Assume that $f_n(x):[0,1]\rightarrow [0,1], n \in \mathbb{N}$ are continuous. Define $h_n(x) = \max(f_1(x), \cdots f_n(x))$. I want to show that $h_n(x)$ is continuous on $[0,1]$.
I have tried using induction and showing that the only points of possible discontinuity of $h_{k+1}$ are when $h_k(x) = f_{k+1}(x)$ (by using the intermediate value theorem).
I am looking for how to proceed from here (and a nicer, more elegant solution if possible)
On
Let $\phi(x) = \max(x_1,...,x_n)$, then $\phi$ is Lipschitz with rank $1$.

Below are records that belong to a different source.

PR #13380, opened 2016-06-22
Fix advert.sizes reference

regiskuckaertz:
Small bug that has been preventing the MPU on the right to be sticky.

cc @rich-nguyen @JonNorman @ScottPainterGNM

### DIFF
--- a/static/src/javascripts/projects/common/modules/commercial/dfp/render-advert.js
+++ b/static/src/javascripts/projects/common/modules/commercial/dfp/render-advert.js
@@ -48,8 +48,8 @@ define([
      */
     sizeCallbacks[adSizes.mpu] = function (_, advert) {
         if (advert.node.classList.contains('ad-slot--right')) {
-            var mobileAdSizes = advert.sizes('data-mobile');
-            if (mobileAdSizes && mobileAdSizes.indexOf([300, 251]) > -1) {
+            var mobileAdSizes = advert.sizes.mobile;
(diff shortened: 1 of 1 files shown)


Calanthe:
👍

static/src/javascripts/projects/common/modules/commercial/dfp/render-advert.js
```diff
@@ -48,8 +48,8 @@ define([
      */
     sizeCallbacks[adSizes.mpu] = function (_, advert) {
         if (advert.node.classList.contains('ad-slot--right')) {
-            var mobileAdSizes = advert.sizes('data-mobile');
-            if (mobileAdSizes && mobileAdSizes.indexOf([300, 251]) > -1) {
+            var mobileAdSizes = advert.sizes.mobile;
+            if (mobileAdSizes && mobileAdSizes.some(function (size) { return size[0] === 300 && size[1] === 251; })) {
```
rich-nguyen: This function reads a bit implicitly because of the lack of structured typing, which appears to come from `dfp-api`, in the local function `createSizeMapping`. Maybe if `createSizeMapping` returned an object with `width` and `height`, the code would be more readable and debuggable? Not a big issue.

rich-nguyen:
👍

static/src/javascripts/projects/common/modules/commercial/dfp/render-advert.js
regiskuckaertz: Yes, very good idea. Ultimately everything that concerns ad sizes should be exposed through the `adSizes` API.

PR #13381, opened 2016-06-22
AB: Music star ratings - Ready for Glasto reviews

gtrufitt:
## What does this change?

Re-runs the music star-ratings test over Glastonbury weekend so we can get some good statistically significant results over a small period of time with small audience.

Comments on articles vs User clicking on star ratings

image

cc @crifmulholland


static/src/javascripts/projects/common/modules/experiments/low-friction-participation.js
```diff
@@ -45,6 +45,7 @@ define([
         itemIcon: star, // SVG icon
         buttonTextArray: [], // An array of strings to use as the button text, if array is empty will use current iteration value+1
         templateVars: { // Variables that will be passed through to all views
+            typeId: 'stars',
```
NathanielBennett: This is a bit Simply Red

NathanielBennett:
:+1: LGTM. A thought though - do we need some kind of guard to make sure that the cohort aren't in the hide comments test? If we're comparing participations?

gtrufitt:
@NathanielBennett Should be fine as you're only running that 50-60% so there's no overlap in the tests?

PR #13767, opened 2016-07-28
Zootropolis hosted article page - CTA image optimized

Calanthe:
## What does this change?

I updated a new much smaller CTA banner image in AWS (kudos to @paperboyo) but had to change the file title as well because couldn't see those changes due to (probably) catching.


kelvin-chappell:
👍

PR #13768, opened 2016-07-28
Add server-side test to test list

rich-nguyen:
forgot to add test


JonNorman:
Assuming you do indeed wish to run the test... :+1:

PR #13769, opened 2016-07-28
Commercial: add a generic cross-frame message handler

regiskuckaertz:
We're going to offload a lot of our code into DFP iframes, which will ultimately reduce the footprint of our commercial code front- and back-end. But in order to do this, we need a way to communicate between our ads and the parent page, so that important interactions can occur (send click events to analytics, get webfonts, etc.)

This is a starting point and there's a few things I need to do before merging:
- [x] write unit tests
- [x] improve incoming message handling (i.e. avoid false positives and security flaws)

cc @guardian/commercial-dev @piuccio


static/src/javascripts/projects/common/modules/commercial/sticky-top-banner.js
```diff
@@ -46,26 +48,17 @@ define([
...
-                if (isRubiconAdEvent && isEventForTopAdBanner) {
-                    fastdom.read(function () {
-                        var padding = parseInt($adBannerInner.css('padding-top'))
-                            + parseInt($adBannerInner.css('padding-bottom'));
-                        var clientHeight = parseInt(data.value.height) + padding;
-                        resolve(clientHeight);
-                    });
-                }
+        messenger.register('set-ad-height', function onSetAdHeight(data) {
+            var $iframe = getAdIframe();
```
jbreckmckye: Which iframe do I grab if there are multiple instances of this advert on a page?

I only remember this hazily, but I'm sure that when I was thinking about writing a replacement to Google's Safeframes implementation, that this was an awkward problem. You can get the window of the origin frame, but not its actual container in the host page.

Instead - and I might be misremembering the matter entirely - what you had to do was have each frame send a ping to its host as it loaded, at which point the host would send each a message containing it's container's identifier. Future messages from the frame would contain this ID, so you could reliably pluck its container from the DOM and manipulate it as needs be.

But my memory is very foggy.

static/src/javascripts/projects/common/modules/commercial/dfp/messenger.js
```diff
@@ -0,0 +1,92 @@
+define([
+    'Promise',
+    'common/utils/report-error'
+], function (Promise, reportError) {
```
jbreckmckye: Is the Grauniad STILL writing ES5?

static/src/javascripts/projects/common/modules/commercial/sticky-top-banner.js
regiskuckaertz: hey @jbreckmckye ! Good to hear from you 😃  Indeed that is something I started thinking about too. I wrote this on the condition that our ads are running on the same domain than the page they're embedded in. From there, inside the frame you have access to `window.frameElement`. From the parent page, you can loop over `window.frames`. But there are other areas I am exploring:

- apparently the `name` attribute on the `iframe` element is passed down in the context of the embedded document, but I need to test this assertion
- DFP assigns `id`s to all those iframes (which is what @OliverJAsh used here)
- this module is intended to be used only by our in-house templates and so we can imagine some kind of shared secret (would also be useful to authenticate the origin of a message)

static/src/javascripts/projects/common/modules/commercial/dfp/messenger.js
regiskuckaertz: We're [getting there](https://github.com/guardian/commercial-templates) 🎆

static/src/javascripts/projects/common/modules/commercial/sticky-top-banner.js
regiskuckaertz: addendum: so indeed, the `name` attribute is accessible as `window.name` and the good news is that DFP uses it. yiihaaa!

jbreckmckye: Those name attributes often get munged by DFP itself, though. A lot of legacy tech used it in the era before `window.postMessage`, and some of these scripts might still be in play here and there.

static/src/javascripts/projects/common/modules/commercial/dfp/messenger.js
```diff
@@ -0,0 +1,149 @@
...
+        register: register,
+        unregister: unregister
+    };
+
+    function register(type, callback, _window) {
+        if( registeredListeners === 0 ) {
+            on(_window || window);
+        }
+
+        listeners[type] || (listeners[type] = []);
```
piuccio: quite clever, I think I prefer the more explicit

```js
if (!listeners[type]) {
   listeners[type] = [];
}
```

static/src/javascripts/projects/common/modules/commercial/dfp/messenger.js
```diff
@@ -0,0 +1,149 @@
...
+            return;
+        }
+
+        try {
+            // Even though the postMessage API allows passing objects as-is, the
+            // serialisation/deserialisation is slower than using JSON
+            // Source: https://bugs.chromium.org/p/chromium/issues/detail?id=536620#c11
+            var data = JSON.parse(event.data);
+        } catch( ex ) {
+            respond(error418, null);
```
piuccio: yes!

static/src/javascripts/projects/common/modules/commercial/dfp/messenger.js
```diff
@@ -0,0 +1,149 @@
...
+
+        var promise = listeners[data.type]
+        // We offer, but don't impose, the possibility that a listener returns
+        // a value that must be sent back to the calling frame. To do this,
+        // we pass the cumulated returned value as a second argument to each
+        // listener. Notice we don't try some clever way to compose the result
+        // value ourselves, this would only make the solution more complex.
+        // That means a listener can ignore the cumulated return value and
+        // return something else entirely—life is unfair.
+        .map(function (listener) {
```
piuccio: how about mergin `.map` and `.reduce` into

```js
.reduce(function (promise, listener) {
    return promise.then(function (ret) {
        var thisRet = listener(data.value, ret);
        return thisRet === undefined ? ret : thisRet;
    };
}, Promise.resolve(true));
```

static/src/javascripts/projects/common/modules/commercial/dfp/messenger.js
```diff
@@ -0,0 +1,149 @@
...
+    function isValidPayload(payload) {
+        return 'type' in payload &&
+            'value' in payload &&
+            payload.type in listeners;
+    }
+
+    // Cheap string formatting function. It accepts as its first argument
+    // a string where each occurence of %% will be replaced by the following
+    // arguments
+    function formatError() {
```
piuccio: Kinda complex for what it does (your errors have only one `%%`).

Tiny correction on your comment, what you say is true if your String.replace is called with a string. Works differently with a regex.

For instance you could write

```js
function formatError () {
    if (arguments.length < 2) {
        return arguments[0] || '';
    }

    var replacements = [].slice.call(arguments, 1);
    return arguments[0].replace(/%%/g, function () {
        return replacements.shift();
    });
}
```
Not that it's much easier to read

static/src/javascripts/projects/common/modules/commercial/dfp/messenger.js
```diff
@@ -0,0 +1,149 @@
...
+        }
+
+        // If there is no routine attached to this event type, we just answer
+        // with an error code
+        if (!listeners[data.type].length) {
+            respond(formatError(error405, data.type), null);
+            return;
+        }
+
+        var promise = listeners[data.type]
```
piuccio: on a second look, this is slightly dangerous because you're calling 

```js
messenger.register('set-ad-height', function onSetAdHeight(data) {
    if (maybe) {
        messenger.unregister('set-ad-height', onSetAdHeight);
    }
});
```
that is modifying the listeners array while iterating on it.


It looks like this code
```js
[1,2,3].map(function (value, position, array) {
   console.log('val', value);
   if (position === 0) { array.splice(position, 1) }
})
val 1
val 3
```
as you can see, the value `2` is skipped.

What saves you is that you're wrapping everything in a `Promise`, very sensible. Promises are resolved in the next tick.
However that depends on the implementation and considering we changed polyfill already in the past, you might end up having random behaviours in the future.

Usually in these cases I clone the array and iterate on that
`listeners[data.type].slice().map`

static/test/javascripts/spec/common/commercial/dfp/messenger.spec.js
```diff
@@ -0,0 +1,134 @@
...
+            var payload = { type: 'this', value: 'hello' };
+            messenger.register('this', routines.thrower, mockWindow);
+            onMessage({ origin: 'http://localhost:9876', data: JSON.stringify(payload), source: mockFrame })
+            .then(function () {
+                expect(mockFrame.postMessage).toHaveBeenCalled();
+                expect(response.error.code).toBe(500);
+                expect(response.error.message).toBe('Internal server error\n\ncatch this if you can!');
+                messenger.unregister('this', routines.thrower, mockWindow);
+            })
+            .then(done);
```
piuccio: you can add a `.catch(done.fail)` so if your expectation fails your test end immediately instead of timing out

piuccio:
I like your tests!

static/src/javascripts/projects/common/modules/commercial/dfp/messenger.js
regiskuckaertz: yes I like that!

static/src/javascripts/projects/common/modules/commercial/dfp/messenger.js
regiskuckaertz: Nice. I'll rework the second part to avoid array mutations.

static/src/javascripts/projects/common/modules/commercial/dfp/messenger.js
regiskuckaertz: Yes! Thanks for spotting, second time I'm caught making the same mistake.

static/src/javascripts/projects/common/modules/commercial/dfp/messenger.js
```diff
@@ -126,23 +126,23 @@ define([
...
-        var i = 1;
-        var ii = arguments.length;
-
-        while (i < ii) {
-            // Keep in mind that when the pattern is a string, String.replace
-            // only replaces the first occurence
-            error.message = error.message.replace('%%', arguments[i]);
-            i += 1;
-        }
+        Array.prototype.slice.call(arguments, 1).forEach(function (arg) {
```
piuccio: even better than my suggestion!

static/src/javascripts/projects/common/modules/commercial/dfp/messenger.js
```diff
@@ -126,23 +126,23 @@ define([
     }
 
     // Cheap string formatting function. It accepts as its first argument
-    // a string where each occurence of %% will be replaced by the following
-    // arguments
+    // an object `{ code, message }`. `message` is a string where successive
+    // occurences of %% will be replaced by the following arguments. e.g.
+    //
+    // formatError({ message: "%%, you are so %%" }, "Regis", "lovely")
```
piuccio: 😆  great comment

static/src/javascripts/projects/common/modules/commercial/dfp/messenger.js
regiskuckaertz: This is an improved version of the expression `a = a || b`, which is kind of idiomatic javascript. You can find it in many OS libs.

piuccio:
👍

static/src/javascripts/projects/common/modules/commercial/dfp/messenger.js
```diff
@@ -0,0 +1,149 @@
...
+                listeners[type].splice(idx, 1);
+            }
+        }
+
+        if (registeredListeners === 0) {
+            off(_window || window);
+        }
+    }
+
+    function on(window) {
```
Calanthe: You can use `bean.on` and `bean.off` here

regiskuckaertz: Yeah, not a fan of `bean`, it does too much 😝

static/src/javascripts/projects/common/modules/commercial/dfp/messenger.js
```diff
@@ -0,0 +1,149 @@
...
+            payload.type in listeners;
+    }
+
+    // Cheap string formatting function. It accepts as its first argument
+    // an object `{ code, message }`. `message` is a string where successive
+    // occurences of %% will be replaced by the following arguments. e.g.
+    //
+    // formatError({ message: "%%, you are so %%" }, "Regis", "lovely")
+    //
+    // returns `{ message: "Regis, you are so lovely" }`. Oh, thank you!
```
Calanthe: :laughing:

PR #13771, opened 2016-07-29
Do not set config on hosted elasticache

rich-nguyen:
The set config command is not supported on aws elasticache


johnduffell:
👍 🐎

PR #13772, opened 2016-07-29
Removing new header dummy tests

NataliaLKB:
Removing the tests because we have had enough traffic now.

What to know why we did these dummy tests? Here is the original PR: https://github.com/guardian/frontend/pull/13676


johnduffell:
👍

PR #13773, opened 2016-07-29
Don't miss sections out of sport liveblogs

johnduffell:
After my previous PRs, now we only fetch as few blocks as possible when displaying the first page of a liveblog, in order to prevent overloading the backend.

Unfortunately sport liveblogs are 30 per archive page rather than a standard 10. That means the first page could be up to 59 blocks before a new page is split off.  Since we were only requesting the first 30, there could be up to 29 missing blocks from the view!

After chatting with @stephanfowler the decision is to change it to request 60 blocks which will be enough for sport.  At least it's not unbounded, so we should still get scalability for big blogs.

@TBonnin


TBonnin:
Other than adding a comment in the code to explain where does `60` come from.
 👍

PR #13774, opened 2016-07-29
Tweak GA custom dimensions

cb372:
## What does this change?

Just a couple of small changes to match what the mobile apps are planning to send:
- Articles can have multiple commissioning desks, so make it a comma-separated list
- Normalise the content type (no spaces, lowercase)

Also set the custom dimensions on both the prod and test trackers, so you get the same results no matter which tracker you are using.

GA data will be consistent across the frontend and the mobile apps.

Yes, apps
## Screenshots

n/a
## Request for comment

@marialivia16 @mohammad-haque

### DIFF
--- a/common/app/model/meta.scala
+++ b/common/app/model/meta.scala
@@ -632,7 +632,7 @@ final case class Tags(
 
   lazy val keywordIds = keywords.map { _.id }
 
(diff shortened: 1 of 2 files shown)


marialivia16:
Looks good to me 👍

PR #13775, opened 2016-07-29
Fix json parse for commercial reports

rich-nguyen:
The structure was expecting a string, but the js app reports a boolean


Calum-Campbell:
:+1:

PR #13777, opened 2016-07-29
Fix hosted thrasher return value

regiskuckaertz:
A creative is responsible for telling the commercial code whether it was rendered successfully or not. Failing to do that may have side effect like having the Outbrain widget appear where it should not:

Admittedly, failing to be displayed is exceptional and we should rather raise an exception for that. We'll change that in another PR.

cc @Calanthe @lps88


rich-nguyen:
👍

Calanthe:
👍

PR #13778, opened 2016-07-29
Move the client logging check to client-side

rich-nguyen:
Another bug. Fastly needs to interpret the cookie and set the mvt header as appropriate, but of course diagnostics does not run requests through Fastly. So the mvt participation check has to be done client-side.


JonNorman:
:+1:

PR #13779, opened 2016-07-29
Update failing commercial feeds link to use HTTPS

JonNorman:
Not going to change the world this one... but it does mean that the link to our Kibana dashboard on our admin page actually works (there isn't a redirect to HTTPS when accessing Kibana via HTTP so it currently just fails).

### DIFF
--- a/admin/app/views/commercial/commercialMenu.scala.html
+++ b/admin/app/views/commercial/commercialMenu.scala.html
@@ -111,7 +111,7 @@
                     <ul>
                         <li><a href="https://github.com/guardian/commercial-tools">Commercial tools repo</a></li>
                         <li><a href="https://dfp-playground.appspot.com/59739193">DFP API playground</a></li>
-                        <li><a href="http://kibana.gu-web.net/goto/1955d282a7b6cc452b673cdb9c27f1af">
+                        <li><a href="https://kibana.gu-web.net/goto/1955d282a7b6cc452b673cdb9c27f1af">
                             Failing Commercial Feeds
                         </a></li>
                     </ul>


regiskuckaertz:
:+1:

admin/app/views/commercial/commercialMenu.scala.html
```diff
@@ -111,7 +111,7 @@
                     <ul>
                         <li><a href="https://github.com/guardian/commercial-tools">Commercial tools repo</a></li>
                         <li><a href="https://dfp-playground.appspot.com/59739193">DFP API playground</a></li>
-                        <li><a href="http://kibana.gu-web.net/goto/1955d282a7b6cc452b673cdb9c27f1af">
+                        <li><a href="https://kibana.gu-web.net/goto/1955d282a7b6cc452b673cdb9c27f1af">
```
TBonnin: There is a property for the kibana url so you don't have to hardcode it. 💃 https://github.com/guardian/frontend/blob/master/common/app/common/configuration.scala#L544

JonNorman: But I'm linking to a specific Kibana dashboard here.
As far as I can tell, the `elk.kibana.url` property in [`frontend.properties`](https://github.com/guardian/platform/blob/master/provisioning/puppet/modules/frontend/templates/etc/gu/frontend.properties.erb#L247) relates to the "home screen" for Kibana.

TBonnin: You are right. we probably needs 2 properties (kibana.defaultUrl, kibana.rootUrl or something like this)

PR #13780, opened 2016-07-29
check whether complete works

NathanielBennett:
## What does this change?

Checks validity of ab success functions

Ab success functions should always run

N/A
## Request for comment

@jamespamplin


jamespamplin:
:+1: brilliant, thanks for fixing this!

jamespamplin:
For some more background on this, @NathanielBennett and I debugged an issue with complete events, to find if a test variant threw an error in its success function, it would prevent all subsequent tests from properly setting up their success functions. The problematic test is [hosted-autoplay](https://github.com/guardian/frontend/blob/master/static/src/javascripts/projects/common/modules/experiments/tests/hosted-autoplay.js#L35-L58)

This patch will not fix the problematic test, but will catch the errors that the test was throwing in its success function, allowing all tests to properly initialise their success functions.

PR #13971, opened 2016-08-12
Docker dev environment

TBonnin:
## What does this change?

First attempt at setting up a dev environment with Docker.

This patch allows to run a single app in the container.
See [setup instructions](https://github.com/guardian/frontend/blob/tbonnin-docker-dev-env/docs/01-start-here/01-installation-steps.md#docker).

Of course there is a lot of things that can be improved. (Ex: having a private image repo so each dev don't need to build their own image, speed, etc...)

This patch also remove Vagrant 🔪 🃏 

I recommend to start from a fresh repo. Especially if you are running Mac (node modules like node-sass compiled for your Mac won't play well within the container environment) 

Feedback welcome!!!! 🙏 

A single dev environment, no need for a setup.sh that must take into account all the subtleties that comes from different OS/systems.
Eventually all developers run the same environment in dev 
## Request for comment

@jamespamplin @desbo @johnduffell @jfsoul @dominickendrick  @guardian/dotcom-platform


gtrufitt:
🐳

Dockerfile-dev
```diff
@@ -0,0 +1,37 @@
...
+RUN rm -rf /var/lib/apt/lists/* /tmp/* /var/tmp/*
+
+VOLUME /frontend
+
+WORKDIR /frontend
+
+EXPOSE 9000
+
+# Make prompt prettier
+RUN echo 'export PS1="[🐳 :\h]\w# "' >> /root/.bashrc
```
desbo: 😀

Dockerfile-dev
```diff
@@ -0,0 +1,37 @@
...
+  apt-get install sbt
+
+# Install Node.js
+RUN \
+    curl -sL https://deb.nodesource.com/setup_6.x | bash - && \
+    apt-get update && \
+    apt-get install -y --no-install-recommends build-essential nodejs
+
+# Install grunt
+RUN npm i -g grunt-cli
```
jamespamplin: Wish we could remove global grunt...

Dockerfile-dev
```diff
@@ -0,0 +1,37 @@
...
+
+# Create config files
+RUN mkdir -p /etc/gu/ && echo 'STAGE=DEV' > /etc/gu/install_vars
+
+# Cleaning up after apt-get
+RUN apt-get clean
+RUN rm -rf /var/lib/apt/lists/* /tmp/* /var/tmp/*
```
jamespamplin: You should do this as a single command after each (or the last) apt install, to take advantage of docker's cached layers. ie:

```
RUN \
    curl -sL https://deb.nodesource.com/setup_6.x | bash - && \
    apt-get update && \
    apt-get install -y --no-install-recommends build-essential nodejs && \
    apt-get clean && \
    rm -rf /var/lib/apt/lists/* /tmp/* /var/tmp/*
```

Or better yet, is there a no-cache style option for apt-get like in other package managers?

Dockerfile-dev
```diff
@@ -0,0 +1,37 @@
...
+VOLUME /frontend
+
+WORKDIR /frontend
+
+EXPOSE 9000
+
+# Make prompt prettier
+RUN echo 'export PS1="[🐳 :\h]\w# "' >> /root/.bashrc
+
+RUN echo ">>> Build completed: Start your dev environment with 'docker-compose run --service-ports dev'"
```
jamespamplin: Normally this wouldn't be very useful in a container, but I can see why you've added it here.

Also, might be worth adding `--rm` as an option. It will remove the container once it exits, not doing so will create a new container every time you run `docker-compose run`

docs/01-start-here/01-installation-steps.md
```diff
@@ -23,27 +23,49 @@ Follow [this link](https://www.google.co.uk) and enter the relevant search strin
...
+    - `git clone git@github.com:guardian/frontend.git && cd frontend`
+3. Get [janus credentials](https://janus.gutools.co.uk/) for frontend and CMS fronts 
+4. Get properties file
+    - `aws s3 cp --profile frontend s3://aws-frontend-store/template-frontend.properties "~/.gu/frontend.properties"`
+5. Build the container image
+    - `docker-compose build dev`
+6. Run the container (dev service)
+    - `docker-compose run --service-ports dev`
+7. Build and run the app within the container
+    - `make build compile && ./sbt`
```
jamespamplin: I'd still prefer running in non-attached mode with `docker-compose up`. Perhaps we could look into creating an entrypoint which negates the need for interactive mode in most cases, running `make watch` and `sbt "project dev-build" ~run` in one container.

TBonnin: Yep. Just discussed with @desbo about that. I am looking into it

desbo: I can see the appeal of non-interactive run commands in general, but here I think an interactive sbt prompt is way better than a forced `dev-build run`. We need to be able to use the sbt prompt for switching projects, running tests, etc.

jamespamplin:
Works for me locally, good stuff!

docs/01-start-here/01-installation-steps.md
SiAdcock: Off-topic, but should this line be `make install compile && ./sbt`?

TBonnin: Indeed. Thanks @SiAdcock

TBonnin:
@jamespamplin can you run `time dd if=/dev/zero of=test.dat bs=1024 count=100000` in the container and report the result.

It is quite slow on my computer and I suspect there is an issue with the mounted volume on Mac.

TBonnin:
On my computer:

Non-mounted volume
```
[🐳 :1434708d3240]/tmp# time dd if=/dev/zero of=test.dat bs=1024 count=100000
100000+0 records in
100000+0 records out
102400000 bytes (102 MB) copied, 0.186296 s, 550 MB/s
real	0m0.188s
user	0m0.010s
sys	0m0.170s
```
Mounted volume
```
[🐳 :1434708d3240]/frontend# cd /frontend/
[🐳 :1434708d3240]/frontend# time dd if=/dev/zero of=test.dat bs=1024 count=100000
100000+0 records in
100000+0 records out
102400000 bytes (102 MB) copied, 22.2325 s, 4.6 MB/s
real	0m22.248s
user	0m0.070s
sys	0m1.390s
```

😢 

Looks like it is a known issue though: https://forums.docker.com/t/file-access-in-mounted-volumes-extremely-slow-cpu-bound/8076

jamespamplin:
@TBonnin yeah I was hoping they'd fixed this, I thought it was a problem with the virtualbox volume mapping mechanism. In the past when I manually cranked virtualbox images, volume sharing was fastest over NFS shares. Does the new docker for mac still use virtualbox underneath? If you can use NFS for volume mounts it might be faster.

My values:
```
[🐳 :8f282124fba4]/frontend# time dd if=/dev/zero of=test.dat bs=1024 count=100000
100000+0 records in
100000+0 records out
102400000 bytes (102 MB) copied, 0.146257 s, 700 MB/s

real	0m0.163s
user	0m0.010s
sys	0m0.138s
[🐳 :8f282124fba4]/frontend# cd /tmp/
[🐳 :8f282124fba4]/tmp# time dd if=/dev/zero of=test.dat bs=1024 count=100000
100000+0 records in
100000+0 records out
102400000 bytes (102 MB) copied, 0.120671 s, 849 MB/s

real	0m0.122s
user	0m0.007s
sys	0m0.115s
```

TBonnin:
The problem is explained in details here btw https://forums.docker.com/t/file-access-in-mounted-volumes-extremely-slow-cpu-bound/8076/157 :(

TBonnin:
@jamespamplin I slightly change the approach:
- compile and run the project once during image building to populate caches. It makes the building of the image super long but building doesn't happen very often
- uploaded the image to ECR so devs don't have to build it themselves

let me know what you think

Dockerfile-dev
```diff
@@ -0,0 +1,43 @@
...
+
+VOLUME /frontend
+
+WORKDIR /frontend
+
+# Build app once to populate node and sbt cache
+ADD . /source
+RUN cd /source; make install compile
+RUN  cd /source; ./sbt compile 
+RUN rm -rf /source
```
jamespamplin: Make these a single `RUN` command, so that docker can cache it as a single layer.

Dockerfile-dev
jamespamplin: You could move this to `dev-help.sh` now too :whale:

Dockerfile-dev
```diff
@@ -0,0 +1,43 @@
...
+
+EXPOSE 9000
```
jamespamplin: Move the `EXPOSE` command above any `ADD` or `COPY` commands. Whenever the project sources change, it invalidates each layer under the associated `ADD` or `COPY`, `EXPOSE` is just config and can come earlier in the build

jamespamplin:
:+1: great work :tada:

$x_k = y_k + (x_k-y_k) \le \phi(y) + \|x-y\|$, and so $\phi(x) \le \phi(y) + \|x-y\|$. Swapping the roles of $x,y$ gives the desired result, $|\phi(x)-\phi(y)| \le \|x-y\|$. In particular, $\phi$ is continuous.
Note that $F(x) = (f_1(x),...,f_n(x))$ is continuous and $h_n = \phi \circ F$.
Hint:
$$\text {max} \{f,g\}=\frac{f+g}{2}+\frac{|f-g|}{2}$$
hence we only need to proof that $|x|$ is continuous.